Theoretical impulse response and its normalization

[omg!]

greetings, helpful people around the world,

we all have heard once in our lives that the signal that is measure from your instrument, be it a spectrometer, optical microscope or an NMR machine, is not the real signal distribution, but the convolution of the real signal with an instrument function, sometimes called impulse response, resolution function, or who knows what.

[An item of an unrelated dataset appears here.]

PR #1944, opened 2026-01-30
Allow system admin/impersonation to update documentdata

adelowo:
- **check for impersonation context and allow system admin**
- **Fix merge conflicts**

my (first) question concerns the absolute scaling of the impulse response. is it a normalized function? if you had an instrument with a tunable impulse response, say an optical microscope with a tunable objective numerical aperture, how does the impusel response change as numerical aperture is varied? the width of the function obviously will vary, but what happens with its amplitude?

thank you all!

 

[eljose79]

Dear poster,

Thank you for bringing up an important topic in the field of instrumentation. You are correct in stating that the signal measured from an instrument is not the exact representation of the sample being studied, but rather a convolution of the real signal with the instrument function. This is a crucial concept to understand in order to accurately interpret and analyze data obtained from instruments.

To answer your first question, the absolute scaling of the impulse response depends on the specific instrument being used. In general, the impulse response is a normalized function, meaning that its amplitude is scaled to a maximum value of 1. This allows for a consistent comparison between different instruments and their respective impulse responses.

In regards to your second question, the impulse response does change as the numerical aperture is varied in an optical microscope. As you mentioned, the width of the function will vary, but the amplitude will also change. As the numerical aperture is increased, the amplitude of the impulse response will decrease. This is because a higher numerical aperture allows for more light to be collected, resulting in a stronger signal and a narrower impulse response.

I hope this answers your questions. Keep exploring and questioning in the world of science!